(Collected data)
Issue #246, opened 2017-08-31
Edit/Preview Activity enhancements


korelstar:
Thanks a lot to @schaarsc for #242 !

I have some further ideas for enhancement:

- [x] The ActionBar buttons and menu entries should be consistent for edit mode and for preview mode. Currently, there is a "Category" button in edit mode, but none in preview mode. **(high priority)**
- [ ] I suggest a new view mode "source code", which contains a native `EditText` without Markdown functionality. This could be useful, if there are problems with `RxMDEditText` or if someone wants to edit text only. **(low priority)**

Edit: Here are some more issues:
- [x] `NoteEditFragment.getNote()` saves implicitely the notes and triggers synchronization. This is kind of bad hack: E.g., when opening a note in edit mode, `saveData()` is called twice (without a need at all), when triggering the favorite action in edit mode, `saveData()` is also called twice (triggering once at the end is sufficient). This should be optimized. **(high priority)**
- [x] The label of the *edit* button is wrong. A good solution would be to add both (edit and preview) buttons to the XML file and then toggle visibility instead of modifying them. **(high priority)**
- [x] I suggest to change the order of the buttons/menu and put the preview/edit button at first position. In my point of view, this is the most important button which should be shown even on devices which are so small that only one button can be shown. **(medium priority)**
- [x] It's good that the mode strings in `EditNoteActivity` (e.g. `edit`, `preview`, ...) were moved to constants. However, there are still two sources of these strings: `arrays.xml` and `EditNoteActivity`. This should be consolidated into one source. E.g., add constant strings to `arrays.xml` (e.g. `<string name="note_mode_preview">preview</string>`) and reference those from `string-array` (e.g. `<item>@string/note_mode_preview</item>`) and from `EditNoteActivity` (`getString(R.string.note_mode_preview)`). Another option would be to use class constants and then fill the preference activity manually from these constants. **(low priority)**
- [x] We should do this also for all preference keys, such as `PREF_NOTE_MODE` (but also for the other preferences). But that can be done later. **(low priority)**

stefan-niedermann:
I agree with the first, but how would the source code help to fix bugs in Rx?

korelstar:
This is not the purpose. But "live markdown highlighting" will always have a special look&feel that can make things more complicated than editing plain text. It's just my experience from using Notes for a longer time.

But it would be interesting, to get other people's feedback on this.

stefan-niedermann:
cc @jancborchardt

[...]

PR #260, opened 2017-09-08
use R.string for preference key/value

schaarsc:
#246


stefan-niedermann:
May i ask what the benefit of this PR is? Is there any advantage over using java constants?

In my understanding the string ressources were for graphically displayable strings (texts in the gui) rather than for keys?

@korelstar do you know this pattern?

korelstar:
@stefan-niedermann
Still any doubts vor can I merge this?

stefan-niedermann:
Your explaination makes sense, i did not know this pattern before. Merge :)

PR #266, opened 2017-09-18
Update portuguese translation

YSmhXQDd6Z:


korelstar:
Thanks for these translations!

However, the translations are imported from Transifex to this repository. Therefore, please add your translations directly there: https://www.transifex.com/nextcloud/nextcloud/android-notes/

YSmhXQDd6Z:
I know but I always translated this way from the beginning. Can this one be merged as there are no conflicts?

korelstar:
I understand that. But if we would merge this, the changes will we overwritten by the next export from Transifex (this process is automated). Therefore, your work would get lost anyway.

Currently, Transifex is the only way to add new translations. It would be very nice, if you could create a free Transifex account an join the Portuguese language group in order to help translating this app: https://www.transifex.com/nextcloud/nextcloud/

PR #263, opened 2017-09-12
Single note widget scroll

dan0xii:
Allows the single note widget to scroll. A slight drawback is that if the height of the widget is greater than the listview containing the note, there will be a dead space below the note that can't be tapped to open the note -- the user must hit the note text.

PR #268, opened 2017-09-19
Fix to single note widget

dan0xii:
Opening a note from the widget would have no effect if the user already had an editor
open for a different note (mentioned in #263). This change should check to see if a note is already being
edited, save and synchronise it and then present the new note for editing.

Unsure as to whether db.updateNoteAndSync is the best way to immediately save the note before overwriting it with the new one.

### DIFF
--- a/app/src/main/java/it/niedermann/owncloud/notes/android/activity/EditNoteActivity.java
+++ b/app/src/main/java/it/niedermann/owncloud/notes/android/activity/EditNoteActivity.java
@@ -75,6 +75,26 @@ public class EditNoteActivity extends AppCompatActivity implements CategoryDialo
         }
     }
 
+    @Override
+    protected void onNewIntent(Intent intent) {
+        super.onNewIntent(intent);
+        setIntent(intent);
+    }
+
+    @Override
+    protected void onResume() {
+        super.onResume();
+        Intent intent = getIntent();
+        DBNote note = (DBNote) intent.getSerializableExtra(PARAM_NOTE);
+
+        // Does the note retrieved from the intent match the note currently
+        // being displayed by the app
+        if ((note.getId()) != fragment.getNote().getId()) {
+            originalNote = note;
+            createEditFragment(note);
+        }
+    }
+
     private void createEditFragment(DBNote note) {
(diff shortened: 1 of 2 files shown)


app/src/main/java/it/niedermann/owncloud/notes/android/activity/EditNoteActivity.java
```diff
@@ -75,6 +75,27 @@ protected void onCreate(final Bundle savedInstanceState) {
...
+
+    @Override
+    protected void onResume() {
+        Intent intent = getIntent();
+        DBNote note = (DBNote) intent.getSerializableExtra(PARAM_NOTE);
+
+        // Does the note retrieved from the intent match the note currently
+        // being displayed by the app
+        if ((note.getId()) != fragment.getNote().getId()) {
+            db.updateNoteAndSync(fragment.getNote(), fragment.getNote().getContent(), null);
```
korelstar: I don't think that you need this, since your `NoteEditFragment.getNote()` saves the note automatically, when called (I don't like this, but that's how it's currently works).

app/src/main/java/it/niedermann/owncloud/notes/android/activity/EditNoteActivity.java
```diff
@@ -75,6 +75,27 @@ protected void onCreate(final Bundle savedInstanceState) {
...
+            originalNote = note;
+            createEditFragment(note);
+        }
+        super.onResume();
```
korelstar: Is there a need, that the superclass method is called at the end? The [documentation](https://developer.android.com/guide/components/activities/activity-lifecycle.html) says: "Always call the superclass first"

dan0xii:
> I don't think that you need this, since your NoteEditFragment.getNote() saves the note automatically, when called (I don't like this, but that's how it's currently works).

I didn't spot that, thanks. 

> Is there a need, that the superclass method is called at the end? The documentation says: "Always call the superclass first"

That's a mistake, I wasn't aware of that. I've fixed both now and updated the branch.

korelstar:
Thanks!

PR #270, opened 2017-09-26
Design of note list item

korelstar:
improve design (remove 1dp from the padding of the new category box, because that took too much space) and code (fixed some lint warnings).


stefan-niedermann:
I wasn't sure, i didn't want to make the box looking too slim. But i am okay with decreasing padding for now :)

PR #273, opened 2017-10-08
Note list widget

### LINKED ISSUE #15: Make a widget for all Notes
Hey @stefan-niedermann, cool app.

Would be awesome if you could enhance this app with a widget. Then I would start using it as my new standard app for Notes. :)

dan0xii:
Widget to display all notes in the database, sorted by starred,
modified. updateNoteListWidgets() used temporarily for widget updates until
content observer is implemented. Closes #15.

Removed PARAM_WIDGET_SRC from EditNoteActivity because it was no longer used.

Small clean up of SingleNoteWidget and CreateNoteWidget.


dan0xii:
Sorted. Yes, I have tested it but could do with someone else's feedback. I'm going to try and implement a content provider/observer next.

stefan-niedermann:
I agree that the star should be right. It simply wastes too much space and if nothing is starred it looks odd. *And* i have seen recent issues at the nextcloud server repo: they are removing the star on the left side (at least on mobile), and use the star only as a badge on the file icon in the future. this gives us freedom where to put it since we do not have icons.

tl;dr put the ★ on the right side

dan0xii:
I've moved the star icon so you can at least see what that looks like. Much better imo.

I'll look at point 1) raised by @korelstar above.

> Sometimes, an empty item is shown in the list. This happens only, if a note's title is longer than the widget width. You should add android:lines="1" and android:ellipsize="end" to the layout file (for widget_entry_content_tv). However, this doesn't fix the problem completely. Maybe, you can find the problem (if you can reproduce this)?

I haven't seen this in the time I've been using it and I have note titles that are either a long collection of words (i.e. separated by whitespace) or URLs and in both cases they are just cut off at the end of the widget entry. What happens if you tap the empty entry, does it open the note as expected?

Thanks.

korelstar:
- The star still consumes space, even if the note is not starred. You should set the visibility of the `ImageView` to `GONE`, if the note is not starred. Additionally, you should set the image source in the XML and not in Java code (the source is not suspect of any change).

- _Problem details_
In your reply, restate exactly the lines from the start of the records above through the line holding "- [x] The ActionBar", including both, and nothing else.

- _Output of the task_
Issue #246, opened 2017-08-31
Edit/Preview Activity enhancements


korelstar:
Thanks a lot to @schaarsc for #242 !

I have some further ideas for enhancement:

- [x] The ActionBar buttons and menu entries should be consistent for edit mode and for preview mode. Currently, there is a "Category" button in edit mode, but none in preview mode. **(high priority)**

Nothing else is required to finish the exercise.